How’s SA doing with economic freedom? 94 out of 162 countries, says report

South Africa has slipped to 94 on the ranking of economically free countries. Picture: iStock
South Africa has slipped to 94 on the ranking of economically free countries. Picture: iStock

South Africa’s economic freedom ranking has dropped phenomenally in 18 years – from being in the world’s top 30% in 2000 to the bottom 40% in 2018.

According to the Economic Freedom of the World index, South Africa ranks 94 out of 162 countries and territories according to their economic system.

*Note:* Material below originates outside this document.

PR #215, opened 2020-07-08
[KED-1874] Move data loader into standalone-app entry point

richardwestenra:
## Description

- **Move data-source logic from initial-state:** The test datasets aren't necessary in the exported component lib, and are only required when running the full app. So I've moved the data source loading functionality out of the App/initial-state logic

The index measures the degree to which the policies and institutions of countries support economic freedom. In 2000, South Africa ranked 46th in the world, which meant being in the top 30% of economically free countries. Not only was it high on the index, but it was rising, destined to be one of the world’s freest and thus most prosperous countries.

Unfortunately, instead of building on its post-apartheid achievement, South Africa started sliding down the rankings and is now in the bottom 40%. This means that South Africans now have less economic freedom than they had gained by 2000. Sliding down the index condemns countries to lower incomes, greater poverty, more inequality, reduced life expectancy, fewer political rights and liberties and bleak prospects for the quality of life.

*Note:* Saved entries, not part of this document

PR #220, opened 2020-07-24
[KED-1926] Refactor initial state setup, and store disabled nodes in localStorage

richardwestenra:
## Description

1. The initial state setup was getting pretty unmanageable, so I've used `deepmerge` to simplify it. Now, when you start up the app, it loads the initial state, normalises the data into it, merges the localStorage data into it, then applies some manual overrides. But it should be much simpler and easier to read.
2. I've added `state.node.disabled` to localStorage, so now when you disable an individual node, it will stay disabled unless you change the name.

## Development notes

I've added a wee utility to prune falsey keys from the localStorage when saving it, so that it doesn't add useless values and clutter the UI unnecessarily.

## QA notes

Two mild concerns:
1. Increased onload performance cost from the initial deepmerge. In tests it was 1-50ms, but usually approx 5ms.
2. If node names change frequently then the store might get rapidly bigger (as users won't be able to delete old data via the UI), but I doubt it?

## Checklist

## Legal notice


src/store/initial-state.js
```diff
@@ -28,7 +28,23 @@ export const createInitialState = () => ({
 });
 
 /**
- * Add state overrides from props, URL flags, etc
+ * Load values from localStorage and combine with existing state,
+ * but filter out any unused values from localStorage
+ * @param {object} state Initial/extant state
+ * @return {object} Combined state from localStorage
+ */
+export const applyLocalStorage = state => {
```
bru5, line 36: I think `merge` might be clearer than `apply` in the name here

“If South Africa is to increase prosperity and reduce unemployment and poverty, it is essential that the financial sector be allowed to function as freely and efficiently as possible without stifling bureaucracy, and that true judicial independence be restored expeditiously,” said Free Market Foundation (FMF) executive director, Leon Louw.

Hong Kong and Singapore top the index, continuing their streak as 1st and 2nd respectively. New Zealand, Switzerland, Ireland, the United States, Georgia, Mauritius, the United Kingdom, and Australia with Canada (tying for 10th) complete the top 10.

The index is based on data from 2016 (the most recent year of available data) and measures the economic freedom of 162 countries and territories for which data are available.

The 10 lowest-ranked countries are Sudan, Guinea-Bissau, Angola, Central African Republic, Republic of Congo, Syria, Algeria, Argentina, Libya, and, last-place, Venezuela. Some despotic backward countries such as North Korea and Cuba cannot be ranked due to lack of data.

Other notable countries include Germany (20th), Japan (41st), France (57th), Russia (87th) and China (108th).

According to peer-reviewed research, people in countries with more economic freedom are more prosperous, enjoy more political and civil liberty, and live longer.

Countries in the top quartile (25%), such as the UK, Japan and Ireland, had per-capita incomes of more than $40 000 in 2016 compared with less than $6000 for the bottom quartile, such as Venezuela, Iran and Zimbabwe.

Life expectancy is nearly 80 years in the top quartile compared with just 65 years in the bottom quartile.

“Where people are free to pursue their own opportunities and make their own choices, they lead more prosperous, happier and healthier lives,” said Fred McMahon of the Fraser Institute.

South Africa’s largest score reductions in economic freedom (where 1 is low and 10 high) are Judicial Independence down from 8.03 to 6.52, Independent Courts from 7.42 to 5,45, and Regulation of Credit from 10.00 to 7.50.

See the full report at www.fraserinstitute.org/economic-freedom

About the Economic Freedom Index

Economic Freedom of the World: 2018 Annual Report ranks 162 countries and territories. The index appears annually and is produced by Canada’s Fraser Institute in cooperation with the Economic Freedom Network, a group of independent research and educational institutes in nearly 100 countries and territories including South Africa’s Free Market Foundation.

The index is the world’s premier measurement of economic systems. It measures and ranks countries in five areas: (1) size of government, (2) legal structure and security of property rights, (3) access to sound money, (4) freedom to trade internationally, and (5) regulation of credit, labour and business.